A patient may respond better if they feel like they get feedback from their therapist even when they are not at a therapy visit. This can also be true for when therapy is complete. The patient may experience may be enhanced if they have a way to connect to their therapist even after they have been discharged from care. A patient may want to ask a follow up question or continue to keep track of their exercises the way they did during therapy. If a patient gets used to using a certain website or app to track their compliance then they may want to continue to use that website or app to continue to be compliant with their program. A patient’s compliance with their home program is important even after physical therapy ends in order to continue to improve function and avoid regression. Patient compliance during and after therapy are both important. Patients often return to therapy for the same diagnosis due to non-compliance with their home program.
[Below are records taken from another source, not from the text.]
PR #185, opened 2020-06-06
Fun with GraphQL (download counts)

HebaruSan:
## Motivation

```
$ curl -H "Authorization: token $GH_Token" https://api.github.com/rate_limit
{
  "resources": {
    "core": {
      "limit": 5000,
      "remaining": 3126,
      "reset": 1591429935
    },
    "search": {
      "limit": 30,
      "remaining": 30,
      "reset": 1591428892
    },
    "graphql": {
      "limit": 5000,
      "remaining": 5000,
      "reset": 1591432432
    },
    "integration_manifest": {
      "limit": 5000,
      "remaining": 5000,
      "reset": 1591432432
    },
    "source_import": {
      "limit": 100,
      "remaining": 100,
      "reset": 1591428892
    }
  },
  "rate": {
    "limit": 5000,
    "remaining": 3126,
    "reset": 1591429935
  }
}
```

This part represents API credits that we're "leaving on the table" since we currently don't use GraphQL at all:

```json
    "graphql": {
      "limit": 5000,
      "remaining": 5000,
      "reset": 1591432432
    },
```

Also GraphQL is neat and allows us to query more database objects in fewer calls, leaving out data we don't need.

image

## Changes

Now the download counts for GitHub are done via GraphQL. Mods hosted on GitHub are grouped into batches of 50 and then queried all at once. (I tried doing all of them in one gigantic request, but it timed out with an error, so we have to do smaller groups.)

- Fewer requests
- Much less total network traffic as only the download count data will be returned, without the unneeded info about repo names, owners, release tags, etc., etc.
- Parent, grandparent, etc. repos are retrieved without additional requests
- The separate `graphql` rate limiting pool is depleted instead of the main one for the API

Note that the old GitHub code is still needed to handle metanetkans that contain GitHub krefs. The batching only applies to netkans that go directly to GitHub without a metanetkan.

### DIFF
--- a/netkan/netkan/download_counter.py
+++ b/netkan/netkan/download_counter.py
@@ -5,6 +5,8 @@ from pathlib import Path
 from json.decoder import JSONDecodeError
 import requests
 import git
+from importlib.resources import read_text
+from string import Template
 from typing import Optional, Dict, Any
 
 from .metadata import Netkan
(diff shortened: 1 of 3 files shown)


netkan/netkan/download_counter.py
```diff
@@ -133,7 +241,7 @@ def commit_counts(self) -> None:
             [self.output_file.as_posix()],
             'NetKAN Updating Download Counts'
         )
-        logging.info('Download counts changed and commited')
+        logging.info('Download counts changed and committed')
         self.ckm_repo.git_repo.remotes.origin.push('master')
```
techman83, line 245: I can't believe I managed to persist misspelling 'committed' through 2 rewrites of this service :laughing:

netkan/netkan/download_counter.py
```diff
@@ -116,12 +211,25 @@ def __init__(self, nk_repo: NetkanRepo, ckm_repo: CkanMetaRepo, github_token: st
...
-                self.counts[netkanDl.identifier] = count
+            if netkanDl.kref_src == 'github':
+                # Process GitHub modules together in big batches
+                graph_query.add(netkanDl)
+                if graph_query.full():
+                    # Run the query
+                    graph_query.get_result(self.counts)
+                    # Start over with fresh query
+                    graph_query = GraphQLQuery(self.github_token)
+            else:
```
techman83, line 225: This will work perfectly and likely not a huge deal (being that it's very counter specific), but this logic should be owned by `GraphQLQuery`.

DasSkelett:
Looks like it did its job perfectly:
https://github.com/KSP-CKAN/CKAN-meta/commit/25dcc306d152fac8eb4cdbb9797d925893a41250

PR #188, opened 2020-06-19
Add GitHub Token Checks

techman83:
This mostly is a linting tidy up (it'll be nice when we can turn autoformat on without having it make changes to entire files!) and adds a sanity check so that we don't exhaust our github tokens.

The changes to the prod stack have already been applied, so the scheduler will be running every 30 minutes and has the token available to it for checking the limits.

### DIFF
--- a/netkan/netkan/common.py
+++ b/netkan/netkan/common.py
@@ -1,5 +1,7 @@
-from git import Repo
 from typing import List, Iterable, Dict
+
+from git import Repo
+import requests
 
 from .metadata import Netkan
 from .repos import NetkanRepo
@@ -24,3 +26,15 @@ def sqs_batch_entries(messages: Iterable[Dict[str, str]], batch_size: int = 10) 
 def pull_all(repos: Iterable[Repo]) -> None:
     for repo in repos:
         repo.remotes.origin.pull('master', strategy_option='theirs')
+
+
+def github_limit_remaining(token: str) -> int:
+    headers = {
+        'Authorization': f'token {token}',
+        'Content-Type': 'application/json'
+    }
+    response = requests.get(
+        'https://api.github.com/rate_limit',
+        headers=headers,
+    )
+    return response.json()['rate']['remaining']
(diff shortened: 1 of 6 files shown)


netkan/netkan/scheduler.py
```diff
@@ -91,8 +95,17 @@ def volume_credits_percent(self, cloudwatch: 'boto3.CloudWatch.Client', instance
             logging.error("Couldn't acquire Volume Credit Stats")
         return int(creds)
 
-    def can_schedule(self, max_queued: int, dev: bool = False, min_cpu: int = 50, min_io: int = 70) -> bool:
+    def can_schedule(self, max_queued: int, dev: bool = False,
+                     min_cpu: int = 50, min_io: int = 70, min_gh: int = 1500) -> bool:
         if not dev:
+            github_remaining = github_limit_remaining(self.github_token)
+            if github_remaining < min_gh:
```
HebaruSan, line 102: It would be nice if we could turn this check off for the SpaceDock webhooks-only pass, since it doesn't use the GitHub API. Maybe make `min_gh` a command line parameter?

netkan/netkan/common.py
```diff
@@ -24,3 +27,15 @@ def sqs_batch_entries(messages: Iterable[Dict[str, str]], batch_size: int = 10)
...
+def github_limit_remaining(token: str) -> int:
+    headers = {
+        'Authorization': f'token {token}',
+        'Content-Type': 'application/json'
+    }
+    response = requests.get(
+        'https://api.github.com/rate_limit',
+        headers=headers,
+    )
+    return response.json()['rate']['remaining']
```
HebaruSan, line 41: The `github` module's method for this is pretty nice!

```suggestion
    return github.Github(token).rate_limiting[0]
```

OR

```suggestion
    return github.Github(token).get_rate_limit().core.remaining
```

netkan/netkan/scheduler.py
techman83: That's a good idea, might leave for a future iteration. It shouldn't be a problem for now. It could use a refactor, we're stuffing a lot of logic and kwargs into that function!

netkan/netkan/common.py
techman83: Good catch! I forgot we were using that library, that's way nicer.

PR #189, opened 2020-06-20
Skip msg deletion if none succeed, print mirroring errors to Discord

HebaruSan:
## Problem

We're getting this every 5 minutes.

image

## Cause

The proximate cause is that `try_mirror` fails for SpaceTuxLibrary 0.0.3.1, so the list of messages to delete is empty, and boto3 thinks we care about that.

The ultimate cause is unknown; either the file isn't downloading, or there's a hash mismatch.

## Changes

Now we don't try to delete an empty list of messages. This will avoid the exception.

Now if `try_mirror` fails, the reason will be printed to Discord. This will allow us to continue investigating the root cause.


HebaruSan:
That answers that.

image

PR #190, opened 2020-06-20
Print more info about mismatched hashes

HebaruSan:
## Problem

After #189 we now get these every 5 minutes:

image

So now we know why it was failing before; the hashes don't match. There could be multiple reasons for that, maybe it's getting the wrong file out of the cache, or maybe a download actually failed. It will probably make sense to just delete the cached file and try again later, but I want to get more info about what's happening to make sure before we add that.

## Changes

Now in addition to the hashes, we will print which mod it is (already known but easier to keep track this way), and the path and size of the cached file. This will help us to determine why the hashes aren't matching.


HebaruSan:
Hoisted with my own petard.

image

It's the hash files!!

PR #191, opened 2020-06-20
Limit cache search to ZIP files

HebaruSan:
## Problem

After #190, we now get these every 5 minutes:

image

## Cause

The function that finds a mod's download in the cache is getting confused by the hash files from KSP-CKAN/CKAN#3080! It sometimes returns them instead of the actual download file.

## Changes

Now `Ckan.cache_find_file` only returns ZIP files.


HebaruSan:
image

PR #194, opened 2020-06-27
Purge and replace cached downloads in Mirrorer

HebaruSan:
## Problem

We now get this every 5 minutes:

image

## Cause

In KSP-CKAN/CKAN-meta#2020, we updated this mod's hashes because its download was replaced after being uploaded. But now the Mirrorer is confused because the original file is still in the cache and doesn't match the metadata. Currently all the Mirrorer can do in this situation is print an error and bail.

## Changes

- `large_file_sha256` is moved from `Mirrorer` to `CkanMirror`
- A new `CkanMirror.open_if_hash_match` function checks the hash and deletes the file if it doesn't match
- `CkanMirror.open_download()` now checks the hashes for both the cached file and the fresh download, if any

This will allow the Mirrorer to replace an out of date download in the cache.

### DIFF
--- a/netkan/netkan/mirrorer.py
+++ b/netkan/netkan/mirrorer.py
@@ -207,22 +207,60 @@ class CkanMirror(Ckan):
             **({'licenseurl': lic_urls} if lic_urls else {}),
         }
 
+    @staticmethod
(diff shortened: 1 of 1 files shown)


HebaruSan:
:crossed_fingers:

PR #332, opened 2019-07-12
Adds REST API module to core

rwrobe:
Added a boilerplate for REST API modifications and registered a service provider to register the object with Pimple.


wp-content/plugins/core/src/REST_API/REST_API_Meta_Registration.php
```diff
@@ -0,0 +1,49 @@
...
+
+namespace Tribe\Project\REST_API;
+
+use Tribe\Project\Object_Meta\Example;
+use Tribe\Project\Post_Types\Sample\Sample;
+
+/**
+ * Class REST_API.
+ */
+class REST_API_Meta_Registration {
```
jbrinley: This is moving in the right direction, but I still contend that the class name is pushing us towards excessive responsibilities. I would prefer to see the name reflect exclusivity to the subset of meta that this class is concerned with. Should it be a single meta key per class? Or maybe a group of related meta keys? I'm not sure of the answer.

Taking a different approach, if we wanted an abstraction for the common case, we could have a class like: https://gist.github.com/jbrinley/19c8b2b267a2181396eb6a32f6321f69

Your service provider could then register instances of this class with different combinations of post types and meta keys. Any keys that needed special handling could extend this class to implement `get_value()` differently, OR we could make the constructor accept another arg for a `Value_Strategy` that we could pass in from the provider: https://gist.github.com/jbrinley/953cdf819ac3f203f2654526d0681021

PR #337, opened 2019-08-02
use mariadb instead of mysql

jbrinley:
Updates the global container to use MariaDB instead of MySQL.

After updating your local environment, a migration command is required:

```
docker exec -it tribe-mysql /bin/bash -c "mysql_upgrade -uroot -ppassword"
```

Otherwise MariaDB will throw some warnings at you (if you're looking in the logs).

### DIFF
--- a/dev/docker/global/docker-compose.yml
+++ b/dev/docker/global/docker-compose.yml
@@ -27,7 +27,7 @@ services:
         ipv4_address: 172.20.10.250
 
   mysql:
-    image: mysql:5.7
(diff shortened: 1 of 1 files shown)


jbrinley:
Per discussion, we're closing this. It doesn't offer any compelling gains, so we won't change what's not broken.

If anyone wants to run mariadb locally, they can set up their `docker-compose.override.yml` with:

```
version: '2.1'

services:

  mysql:
    image: mariadb:10

```

PR #338, opened 2019-08-02
set PAGER environment variable

jbrinley:
Sets the `PAGER` environment variable to `more` so that WP CLI commands that use the pager don't complain when `less` isn't available.

```
sh: 1: less: not found
```

Alternatively, we could just add `less` to our `Dockerfile`. I don't particularly have a preference between the two approaches.


jbrinley:
@speerface: could I get a quick review on this 1-line change?

PR #340, opened 2019-08-06
Feature/upgrade twig components

defunctl:
We're still using Twig classes that were deprecated in 2.7 and this updates our Twig classes to use the new namespaced classes.

### DIFF
--- a/changelog.md
+++ b/changelog.md
@@ -3,7 +3,7 @@
 All notable changes to this project will be documented in this file.
 
 ## 2019.08
-* Changed: sq1 Twig classes to use non-deprecated Twig classes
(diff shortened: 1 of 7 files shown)


defunctl:
> @defunctl: Does composer.json need to be updated to include the new version of Twig?

Shouldn't, nope. The lock file has v2.11.3 in it https://github.com/moderntribe/square-one/blob/master/composer.lock#L2565 these have been deprecated since v2.7

jbrinley:
`composer.json` says "^2.4". While the lock file has a newer version, `composer.json` indicates that our code will work with version 2.4. That should be updated to "^2.7" or "^2.11", if that's what we're coding for.

PR #341, opened 2019-08-06
R1 Button and CTA updates

jamiepaul:
Added button icon modifier. Refactored classes for button components to clean up modifier class application. Turned on Editor Formats dropdown for button variations.

Button icon modifier was applied as per Kyle's request here: https://tribe.slack.com/archives/CF7KVR8TT/p1564540878000900?thread_ts=1564511838.000700&cid=CF7KVR8TT


wp-content/themes/core/pcss/components/button/_outline.pcss
```diff
@@ -5,7 +5,8 @@
  * ----------------------------------------------------------------------------- */
 
 .c-btn-outline,
-a.c-btn-outline {
+a.c-btn-outline,
+a[data-mce-selected].c-btn-outline {
```
ryanurban: What is this `[data-mce-selected]` attribute?

wp-content/themes/core/pcss/components/button/_outline.pcss
```diff
@@ -14,29 +15,46 @@ a.c-btn-outline {
...
+	}
+
+	&[disabled] {
+		background-color: var(--color-outer-space);
+		border: 1px solid var(--color-nevada);
+		color: var(--color-nevada);
+	}
+
+	/* CASE: Button Modifier - Icon */
+	&.c-btn--icon:not([disabled]) {
```
ryanurban: Couple of questions:

* Do we need the additional `not` on this?
* Seeing this particular modified sprinkled throughout these button partials. Would it may make sense, given the primary purpose is to add an icon to a button to let it have it's own partial so all of it's styles could be together in one place? Let's further discuss this.

wp-content/themes/core/pcss/components/button/_solid.pcss
```diff
@@ -66,6 +109,7 @@ a.c-btn--inverse {
  * ------------------------------------------------------------------------- */
 
 .c-btn--full,
-a.c-btn--full {
+a.c-btn--full,
```
ryanurban: Do we use this anywhere in SQ1 at the moment? If not, I'd be inclined to remove it.

wp-content/themes/core/pcss/components/button/_outline.pcss
jamiepaul: @ryanurban Adding this shows the style immediately when a user selects a button style from the formats dropdown in a WYSIWYG editor. Example screenshots:
Without the attribute: http://p.tri.be/ApkUSE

For example, patients with chronic low back pain often return to therapy with the same complaints they had when they initially started therapy the first time. The patient is usually asked at the initial evaluation during the second round of therapy if they are compliant with their home program and usually the answer is no or not 100% of the time. The cost of health care is on the rise and if patients continue to return to physical therapy for the same condition due to non-compliance then health care costs will not improve. If a patient is truly engaged in their care then they will be compliant with their home program and if they are compliant with their home program there is a less likely chance that they will return to their doctor with the same complaints. The doctor will often refer the patient back to physical therapy because the patient will say that it worked the first time and they had symptom relief. What the patient doesn’t realize is that if they were compliant with their home program on a consistent basis then they may not have to go to multiple doctor and therapy visits for the same condition that they had previously. If the patient had a way to keep track of their compliance and a way to continue to get some encouragement or feedback from their therapist when needed they may be more likely to continue with their home program. The patient would have better outcomes and it would help to decrease the amount of patients who return to therapy for the same condition.


Patient engagement begins before a patient even enters your clinic. The patient goes to the doctor sometimes expecting a quick fix and then end up with a referral to physical therapy. A patient may have anxiety or be nervous about the situation if they have never been to physical therapy before. At the initial evaluation it is important for the therapist to lay out the expectations for therapy and adequately educate the patient on the importance of performing their home program. The patient needs to be completely engaged in their care in order to be successful. One way to do this is to have an interactive home program app or patient portal where information can be shared between patient and therapist. The patient may also benefit from continued education after their care has been completed in order for the patient to continue to be engaged and improve patient outcomes. Patient engagement is the key to every patient success story. Patients need to have a positive experience in order for them to be more engaged in their care.